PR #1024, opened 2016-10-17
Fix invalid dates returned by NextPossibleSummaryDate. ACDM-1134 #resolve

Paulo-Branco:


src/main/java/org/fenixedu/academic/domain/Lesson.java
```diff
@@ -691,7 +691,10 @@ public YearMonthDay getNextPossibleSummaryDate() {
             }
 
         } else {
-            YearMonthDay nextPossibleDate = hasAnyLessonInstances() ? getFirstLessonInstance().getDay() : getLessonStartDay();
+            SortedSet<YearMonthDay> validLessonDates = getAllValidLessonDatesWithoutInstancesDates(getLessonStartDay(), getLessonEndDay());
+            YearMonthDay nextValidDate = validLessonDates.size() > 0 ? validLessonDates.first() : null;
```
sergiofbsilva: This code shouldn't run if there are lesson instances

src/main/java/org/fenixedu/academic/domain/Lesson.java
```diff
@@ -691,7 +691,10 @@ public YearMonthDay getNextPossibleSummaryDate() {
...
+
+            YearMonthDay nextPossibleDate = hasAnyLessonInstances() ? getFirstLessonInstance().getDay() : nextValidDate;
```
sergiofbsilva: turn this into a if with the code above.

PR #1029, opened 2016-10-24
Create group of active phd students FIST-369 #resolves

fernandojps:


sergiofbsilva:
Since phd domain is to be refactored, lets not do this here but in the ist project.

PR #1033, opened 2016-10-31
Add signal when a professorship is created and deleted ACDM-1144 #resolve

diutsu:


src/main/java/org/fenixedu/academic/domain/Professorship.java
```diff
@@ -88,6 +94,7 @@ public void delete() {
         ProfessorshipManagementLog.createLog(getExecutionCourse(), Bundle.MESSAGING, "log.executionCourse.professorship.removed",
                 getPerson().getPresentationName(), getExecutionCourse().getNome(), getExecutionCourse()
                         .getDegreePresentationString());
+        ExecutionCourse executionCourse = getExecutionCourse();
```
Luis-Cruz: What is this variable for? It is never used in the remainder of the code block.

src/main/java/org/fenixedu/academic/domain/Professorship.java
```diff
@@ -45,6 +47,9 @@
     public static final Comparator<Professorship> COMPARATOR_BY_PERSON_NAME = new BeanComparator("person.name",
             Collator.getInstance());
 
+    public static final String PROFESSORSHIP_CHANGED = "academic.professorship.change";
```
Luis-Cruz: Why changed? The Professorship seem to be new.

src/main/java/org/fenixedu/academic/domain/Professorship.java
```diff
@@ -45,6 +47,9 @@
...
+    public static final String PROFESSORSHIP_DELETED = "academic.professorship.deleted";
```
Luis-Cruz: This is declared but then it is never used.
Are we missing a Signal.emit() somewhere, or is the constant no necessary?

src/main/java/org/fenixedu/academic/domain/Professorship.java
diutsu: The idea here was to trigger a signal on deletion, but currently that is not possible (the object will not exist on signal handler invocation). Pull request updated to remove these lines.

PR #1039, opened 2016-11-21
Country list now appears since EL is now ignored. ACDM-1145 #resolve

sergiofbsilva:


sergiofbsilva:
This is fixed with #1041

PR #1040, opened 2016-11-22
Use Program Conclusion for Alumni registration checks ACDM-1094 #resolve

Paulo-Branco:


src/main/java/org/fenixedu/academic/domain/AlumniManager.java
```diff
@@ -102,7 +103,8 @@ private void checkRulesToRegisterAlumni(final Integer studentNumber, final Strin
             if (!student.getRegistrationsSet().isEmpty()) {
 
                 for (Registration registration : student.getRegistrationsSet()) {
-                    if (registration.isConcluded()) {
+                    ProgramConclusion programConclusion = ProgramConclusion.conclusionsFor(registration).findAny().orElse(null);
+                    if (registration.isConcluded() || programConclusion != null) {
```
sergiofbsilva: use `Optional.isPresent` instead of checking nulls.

==

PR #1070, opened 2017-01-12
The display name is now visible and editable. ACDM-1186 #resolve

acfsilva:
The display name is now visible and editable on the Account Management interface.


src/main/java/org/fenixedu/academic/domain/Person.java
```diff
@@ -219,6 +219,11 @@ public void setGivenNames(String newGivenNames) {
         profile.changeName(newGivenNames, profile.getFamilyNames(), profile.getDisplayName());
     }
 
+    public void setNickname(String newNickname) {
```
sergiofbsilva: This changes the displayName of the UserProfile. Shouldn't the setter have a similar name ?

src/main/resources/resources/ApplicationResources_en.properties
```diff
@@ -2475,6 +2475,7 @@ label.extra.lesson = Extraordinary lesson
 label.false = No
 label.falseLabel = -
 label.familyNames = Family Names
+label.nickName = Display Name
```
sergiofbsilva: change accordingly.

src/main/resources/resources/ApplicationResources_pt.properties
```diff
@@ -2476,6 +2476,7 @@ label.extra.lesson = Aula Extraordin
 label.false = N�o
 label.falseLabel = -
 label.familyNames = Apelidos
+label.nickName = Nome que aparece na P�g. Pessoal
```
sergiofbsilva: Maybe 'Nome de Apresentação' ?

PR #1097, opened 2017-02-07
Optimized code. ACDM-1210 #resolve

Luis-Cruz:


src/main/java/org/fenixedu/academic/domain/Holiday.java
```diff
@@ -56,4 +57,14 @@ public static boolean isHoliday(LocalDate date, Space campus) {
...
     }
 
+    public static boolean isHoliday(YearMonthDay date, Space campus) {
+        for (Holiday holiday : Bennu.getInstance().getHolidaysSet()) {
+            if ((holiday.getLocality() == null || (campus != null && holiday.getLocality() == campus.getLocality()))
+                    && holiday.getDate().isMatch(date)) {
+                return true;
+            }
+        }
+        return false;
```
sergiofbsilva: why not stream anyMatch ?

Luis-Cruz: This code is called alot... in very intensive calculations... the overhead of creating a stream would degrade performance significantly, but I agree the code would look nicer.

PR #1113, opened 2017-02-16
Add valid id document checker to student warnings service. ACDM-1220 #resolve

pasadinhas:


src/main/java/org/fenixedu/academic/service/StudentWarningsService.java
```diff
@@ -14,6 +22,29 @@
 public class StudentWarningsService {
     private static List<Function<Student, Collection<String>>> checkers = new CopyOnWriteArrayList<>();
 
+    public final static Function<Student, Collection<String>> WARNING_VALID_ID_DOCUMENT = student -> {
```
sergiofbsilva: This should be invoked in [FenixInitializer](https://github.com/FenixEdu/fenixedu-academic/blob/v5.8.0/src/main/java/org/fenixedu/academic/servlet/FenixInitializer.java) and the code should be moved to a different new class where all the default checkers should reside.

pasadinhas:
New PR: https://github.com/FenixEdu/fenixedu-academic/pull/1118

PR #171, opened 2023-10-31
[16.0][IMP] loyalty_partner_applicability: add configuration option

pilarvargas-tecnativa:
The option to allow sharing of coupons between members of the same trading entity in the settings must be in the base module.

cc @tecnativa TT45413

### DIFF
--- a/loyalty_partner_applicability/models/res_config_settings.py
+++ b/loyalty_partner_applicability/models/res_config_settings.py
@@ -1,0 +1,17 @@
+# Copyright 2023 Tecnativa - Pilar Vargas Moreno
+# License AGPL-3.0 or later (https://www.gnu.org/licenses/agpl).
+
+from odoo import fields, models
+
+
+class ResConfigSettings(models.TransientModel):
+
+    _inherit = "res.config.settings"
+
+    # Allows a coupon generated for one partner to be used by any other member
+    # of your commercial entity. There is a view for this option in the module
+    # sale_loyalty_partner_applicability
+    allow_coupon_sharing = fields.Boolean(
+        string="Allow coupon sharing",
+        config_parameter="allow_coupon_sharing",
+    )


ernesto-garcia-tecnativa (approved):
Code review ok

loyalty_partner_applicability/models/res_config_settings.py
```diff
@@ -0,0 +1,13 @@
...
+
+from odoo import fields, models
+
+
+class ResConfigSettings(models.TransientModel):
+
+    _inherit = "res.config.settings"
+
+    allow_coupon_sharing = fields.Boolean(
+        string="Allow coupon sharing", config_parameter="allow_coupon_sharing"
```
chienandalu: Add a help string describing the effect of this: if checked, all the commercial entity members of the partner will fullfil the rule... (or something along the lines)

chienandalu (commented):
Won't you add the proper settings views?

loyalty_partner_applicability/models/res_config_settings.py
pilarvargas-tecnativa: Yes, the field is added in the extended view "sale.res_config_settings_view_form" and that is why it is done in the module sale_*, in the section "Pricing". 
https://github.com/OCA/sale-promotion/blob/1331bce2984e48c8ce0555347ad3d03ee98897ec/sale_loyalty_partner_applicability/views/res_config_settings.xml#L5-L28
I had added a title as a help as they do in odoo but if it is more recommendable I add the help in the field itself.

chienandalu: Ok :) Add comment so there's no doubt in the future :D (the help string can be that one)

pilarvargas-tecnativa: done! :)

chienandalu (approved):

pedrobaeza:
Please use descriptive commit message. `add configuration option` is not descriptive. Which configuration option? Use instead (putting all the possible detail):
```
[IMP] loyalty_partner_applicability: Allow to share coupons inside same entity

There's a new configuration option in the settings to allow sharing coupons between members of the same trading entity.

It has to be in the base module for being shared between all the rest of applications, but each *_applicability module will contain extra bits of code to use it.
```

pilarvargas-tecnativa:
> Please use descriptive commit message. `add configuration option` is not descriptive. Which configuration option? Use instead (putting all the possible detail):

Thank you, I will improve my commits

--

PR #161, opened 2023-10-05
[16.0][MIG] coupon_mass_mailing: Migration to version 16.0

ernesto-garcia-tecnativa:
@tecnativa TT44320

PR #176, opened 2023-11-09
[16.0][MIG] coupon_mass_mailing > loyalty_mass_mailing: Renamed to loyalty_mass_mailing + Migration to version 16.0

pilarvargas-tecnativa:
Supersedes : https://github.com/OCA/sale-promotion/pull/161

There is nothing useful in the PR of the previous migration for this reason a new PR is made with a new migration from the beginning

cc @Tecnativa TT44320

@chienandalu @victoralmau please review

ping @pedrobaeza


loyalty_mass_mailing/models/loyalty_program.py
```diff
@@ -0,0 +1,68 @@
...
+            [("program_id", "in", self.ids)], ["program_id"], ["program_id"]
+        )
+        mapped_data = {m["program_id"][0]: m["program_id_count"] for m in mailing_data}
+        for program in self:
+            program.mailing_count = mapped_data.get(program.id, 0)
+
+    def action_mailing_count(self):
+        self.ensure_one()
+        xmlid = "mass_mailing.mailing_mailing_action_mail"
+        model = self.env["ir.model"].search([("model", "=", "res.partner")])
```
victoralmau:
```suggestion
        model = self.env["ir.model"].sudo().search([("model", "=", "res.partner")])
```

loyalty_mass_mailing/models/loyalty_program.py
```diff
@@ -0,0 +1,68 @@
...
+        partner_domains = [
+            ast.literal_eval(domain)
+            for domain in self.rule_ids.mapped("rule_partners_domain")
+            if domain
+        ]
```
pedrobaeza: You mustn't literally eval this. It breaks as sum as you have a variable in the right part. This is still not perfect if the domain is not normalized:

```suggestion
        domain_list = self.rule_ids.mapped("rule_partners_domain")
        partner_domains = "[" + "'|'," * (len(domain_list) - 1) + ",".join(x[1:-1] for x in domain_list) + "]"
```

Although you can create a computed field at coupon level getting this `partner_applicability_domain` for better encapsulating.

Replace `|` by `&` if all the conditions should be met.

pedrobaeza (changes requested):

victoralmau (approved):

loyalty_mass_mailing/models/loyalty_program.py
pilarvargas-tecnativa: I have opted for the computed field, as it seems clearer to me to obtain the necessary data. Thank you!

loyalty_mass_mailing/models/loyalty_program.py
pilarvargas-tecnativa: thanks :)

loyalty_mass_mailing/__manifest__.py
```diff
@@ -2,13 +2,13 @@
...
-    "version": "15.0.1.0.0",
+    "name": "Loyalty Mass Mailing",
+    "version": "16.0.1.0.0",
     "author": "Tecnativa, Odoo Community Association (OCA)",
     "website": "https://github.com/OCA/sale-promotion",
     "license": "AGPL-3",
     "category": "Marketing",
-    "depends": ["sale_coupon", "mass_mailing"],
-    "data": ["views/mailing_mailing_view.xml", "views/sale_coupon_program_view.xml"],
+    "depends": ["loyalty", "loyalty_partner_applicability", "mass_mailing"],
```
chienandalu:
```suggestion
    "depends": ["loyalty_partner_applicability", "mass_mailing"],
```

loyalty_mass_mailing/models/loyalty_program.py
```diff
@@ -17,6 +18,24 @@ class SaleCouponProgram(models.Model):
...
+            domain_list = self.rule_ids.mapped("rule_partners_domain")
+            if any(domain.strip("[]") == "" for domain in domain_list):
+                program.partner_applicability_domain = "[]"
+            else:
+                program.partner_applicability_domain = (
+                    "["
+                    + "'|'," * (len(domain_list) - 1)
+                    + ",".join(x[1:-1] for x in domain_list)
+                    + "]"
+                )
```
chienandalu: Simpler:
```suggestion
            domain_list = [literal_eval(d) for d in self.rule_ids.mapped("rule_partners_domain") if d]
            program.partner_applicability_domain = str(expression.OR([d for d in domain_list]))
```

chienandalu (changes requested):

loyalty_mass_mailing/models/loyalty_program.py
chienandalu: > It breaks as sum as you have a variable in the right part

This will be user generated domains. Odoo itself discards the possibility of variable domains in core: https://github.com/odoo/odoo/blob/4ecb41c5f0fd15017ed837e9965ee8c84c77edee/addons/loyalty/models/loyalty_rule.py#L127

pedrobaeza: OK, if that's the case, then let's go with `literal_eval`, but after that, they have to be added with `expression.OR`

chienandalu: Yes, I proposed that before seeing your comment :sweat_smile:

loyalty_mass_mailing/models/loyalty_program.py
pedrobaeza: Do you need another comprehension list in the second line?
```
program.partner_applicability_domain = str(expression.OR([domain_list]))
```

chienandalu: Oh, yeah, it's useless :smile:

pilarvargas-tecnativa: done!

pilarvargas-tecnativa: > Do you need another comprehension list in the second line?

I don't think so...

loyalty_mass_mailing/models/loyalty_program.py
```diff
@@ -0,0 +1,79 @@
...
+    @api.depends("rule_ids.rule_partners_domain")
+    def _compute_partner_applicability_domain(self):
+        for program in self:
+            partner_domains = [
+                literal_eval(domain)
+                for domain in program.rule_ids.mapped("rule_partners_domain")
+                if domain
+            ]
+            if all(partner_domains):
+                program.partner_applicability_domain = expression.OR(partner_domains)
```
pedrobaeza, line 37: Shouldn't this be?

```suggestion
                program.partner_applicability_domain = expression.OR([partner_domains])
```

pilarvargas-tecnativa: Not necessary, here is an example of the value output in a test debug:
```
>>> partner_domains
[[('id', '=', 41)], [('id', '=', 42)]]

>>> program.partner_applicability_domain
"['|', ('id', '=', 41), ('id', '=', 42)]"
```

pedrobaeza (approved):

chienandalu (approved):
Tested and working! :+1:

▶ What is needed:
Nothing but a number is expected: the tally of lines in the records that include the word "another".

▶ Expected output:
2